Measuring reponse times

When measuring reponse times of single-vertex gremlin queries on JanusGraph-HBase, it is useful to set the logging level of the JanusGraph client to DEBUG, because the debug messages show:

  • when a JanusGraph transaction cache is instantiated

  • when connections with HBase are established

  • when rows are retrieved from HBase.

In addition it is useful to set tracing of class loading with: export JAVA_OPTIONS='-XX:+TraceClassLoading'
because the first query of a repeated set of queries can suffer delay from class loading.

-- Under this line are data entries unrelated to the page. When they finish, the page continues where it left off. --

PR #3, opened 2021-07-09
VIT-36 Add destroyed_at to Token

callumhyland-dc:
(sorry for diff churn 🌪️ )

- [x] Adds `created_at` and `destroyed_at` to Token type.
- [x] Updates tests
- [x] Implement `on_runtime_upgrade`
- [x] Update weights


pallets/simple-nft/src/lib.rs
```diff
@@ -56,7 +72,48 @@ pub mod pallet {
...
+                    },
+                    metadata: old_token.metadata,
+                    parents: old_token.parents,
+                    children: old_token.children,
+                };
+
+                put_storage_value(b"SimpleNFTModule", b"TokensById", &key_hash, new_token);
+            }
+
+            0
```
mattdean-digicatapult, line 114: I think we should make an attempt at getting this right rather than just returning `0`. Have you seen any indication of best practice for coming up with the correct weight?

pallets/simple-nft/src/lib.rs
```diff
@@ -56,7 +72,48 @@ pub mod pallet {
     pub struct Pallet<T>(PhantomData<T>);
 
     #[pallet::hooks]
-    impl<T: Config> Hooks<BlockNumberFor<T>> for Pallet<T> {}
+    impl<T: Config> Hooks<BlockNumberFor<T>> for Pallet<T> {
+        fn on_runtime_upgrade() -> frame_support::weights::Weight {
```
mattdean-digicatapult, line 76: This looks good but is untested. Have you seen any examples of migration tests you could look at for reference?

callumhyland-dc:
👍

mattdean-digicatapult (approved):
Approving now we have the thumbs up from @callumhyland-dc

Controlling the way in which vertex retrievals are served, goes as follows:

  • From the JanusGraph transaction cache
    Set cache.db-cache=false in the JanusGraph properties file and simply repeat a single-vertex gremlin query, like: g.V(12345L).valueMap().toList()
  • From the JanusGraph database cacheSet cache.db-cache=true in the JanusGraph properties file and issue a g.tx().close() before repeating the query (setting storage.transactions=false or cache.tx-cache-size = 0 and cache.tx-dirty-size = 0 does not work)
  • Set up HBase regionserver connection
    Select relevant debug log messages during the first the round of queries
  • From the HBase blockcacheSet cache.db-cache=false in the JanusGraph properties file and issue a g.tx().close() before repeating the query. See results in the figure below.
Response times of queries served by the HBase blockcache
Response times of queries for a vertex not in the HBase blockcache

Tweaking HBase major compactions

A warning first: I am not an HBase admin, neither did I completely study any "definitive guide" on HBase. But I am not afraid to try things and I have problems with the impossible.

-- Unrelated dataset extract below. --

PR #4, opened 2021-07-16
VIT-115 Limit node connections and access to chain data

jonmattgray:
We want to limit which nodes connect to other nodes on the chain to stop unknown nodes from accessing the chain and reading chain data. Substrate provide the node-authorization pallet for creating and managing a permissioned network of nodes.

After some haphazard reading I figured I could get a JanusGraph-HBase table with an empty blockcache by taking a snapshot from my table and creating a clone from the snapshot. However, this clone is inititally still based on the store files from the original table and the blockcache will serve requests for both the original and cloned tables from the same blockcache items.

Next trial was to run a major compaction on the cloned table. This should rewrite the store files if they can be compacted, resulting in the blockcache not longer recognizing that rows from the original and cloned tables are identical. However, this move did not do anything to my response time measurements. Apparently, the major compaction process decided that my storefiles were fine already and it challenged me to take more drastic measures. This brought me to lower the MAX_FILESIZE attribute of the cloned table, The complete procedure in the hbase shell looks as follows:
> snapshot 'some_table', 'some_table_shot'
> clone_snapshot 'some_table_shot', 'cloned_table'
> alter 'cloned_table', MAX_FILESIZE => '536870912'
> major_compact 'cloned_table'

Now, I finally got the response time measurements presented earlier. While writing this, I realize that these figures still look as if the storefile measurements are somewhat contaminated by blockcache hits, although they do not conflict with figures mentioned elsewhere.

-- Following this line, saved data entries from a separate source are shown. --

PR #8, opened 2021-11-10
Multiple chain metadata values

jonmattgray:
Having multiple metadata values will allow us to separate out the JSON blob from the base64 encoded content file in the demo. This will allow someone to understand the meaning of a token without needing to download the attached file.

- [x] Multiple metadata (key, value) pairs against a token
- [x] Update tests
- [x] Remove old migration 
- [x] Configurable and enforced maximum number of metadata items supported by the pallet
- [x] Update codeowners
- [x] Minor version bump -> `2.1.0`
- [x] Update README
- [x] Regenerate weights for run_process


pallets/simple-nft/src/lib.rs
```diff
@@ -109,7 +111,7 @@ pub mod pallet {
         pub(super) fn run_process(
```
mattdean-digicatapult, line 111: need to regenerate weights for `run_process`. I think this is described inthe readme 🤔

pallets/simple-nft/src/tests.rs
```diff
@@ -320,51 +344,77 @@ fn it_fails_for_destroying_multiple_tokens_as_other_signer() {
...
         assert_eq!(token_1, SimpleNFTModule::tokens_by_id(1));
-        // asset old token hasn't changed
+        // assert old token hasn't changed
         assert_eq!(token_2, SimpleNFTModule::tokens_by_id(2));
     });
 }
+
+
+#[test]
+fn it_fails_for_creating_single_token_with_too_many_metadata_items() {
```
mattdean-digicatapult, line 403: Need another test covering multiple metadata values on a token and perhaps one where multiple outputs have different numbers of valid metadata items

runtime/src/lib.rs
```diff
@@ -272,12 +272,18 @@ impl pallet_node_authorization::Config for Runtime {
...
+parameter_types! {
+    pub const MaxMetadataCount: u32 = 16;
+}
+
 /// Configure the template pallet in pallets/simple-nft.
 impl pallet_simple_nft::Config for Runtime {
     type Event = Event;
     type TokenId = u128;
-    type TokenMetadata = Hash;
+    type TokenMetadataKey = Vec<u8>;
```
mattdean-digicatapult, line 283: I wonder if this would be better as a length limited array, `[u8; 32]` say

mattdean-digicatapult (changes requested):
Few minor issues. Looking good

pallets/simple-nft/src/tests.rs
jonmattgray: Added a multiple metadata values on a single token test and I think I've added the second one?

jonmattgray: https://github.com/digicatapult/vitalam-node/pull/8/commits/305ff62fd14cc0ac3e0a7e6cf5a5be35589dd5a9

runtime/src/lib.rs
jonmattgray: changed, still `u64` for tests

jonmattgray: and updated API to handle padding

pallets/simple-nft/src/lib.rs
jonmattgray: done

darrylmorton-digicatapult (approved):

pallets/simple-nft/src/weights.rs
```diff
@@ -27,18 +27,16 @@ pub trait WeightInfo {
...
+	fn run_process(i: usize, o: usize) -> Weight {
+		(104_267_000 as Weight)
+			// Standard Error: 6_647_000
+			.saturating_add((13_768_000 as Weight).saturating_mul(i as Weight))
+			.saturating_add(T::DbWeight::get().reads(1 as Weight))
+			.saturating_add(T::DbWeight::get().reads((1 as Weight).saturating_mul(i as Weight)))
+			.saturating_add(T::DbWeight::get().writes(1 as Weight))
+			.saturating_add(T::DbWeight::get().writes((1 as Weight).saturating_mul(i as Weight)))
+			.saturating_add(T::DbWeight::get().writes((1 as Weight).saturating_mul(o as Weight)))
+	}
```
mattdean-digicatapult, line 39: This is suspicious. Specifically that the base weight has gone up by so much and there is now no element based on processing the each output like ` .saturating_add((8_875_000 as Weight).saturating_mul(o as Weight))`. I think we can let this pass, but we should look into improving these as time goes on

mattdean-digicatapult (approved):
LGTM with one comment for the future. Can you create a ticket to re-evaluate our weights and benchmarks once the process abstraction is done?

Unexpectedly, the major compaction with a new, smaller MAX_FILESIZE gave me a bonus. Apparently, this forced rewrite also restored data locality at the region servers as it should have done in the first place. Measurements before the compaction looked as in the figure below.
Response times for rows not in the HBase blockcache, before major compaction

Conclusions

Understanding reponse times for single vertex queries in JanusGraph-HBase requires careful scrutiny.

Major compactions on HBase tables seem unsufficiently documented and can be tweaked with some perseverence. Of course, lowering MAX_FILESIZE on a regular basis is not a winning procedure for production tables (although you could preceed it with a number of forced region merges), but it is practical for the baseline measurements presented in this blog.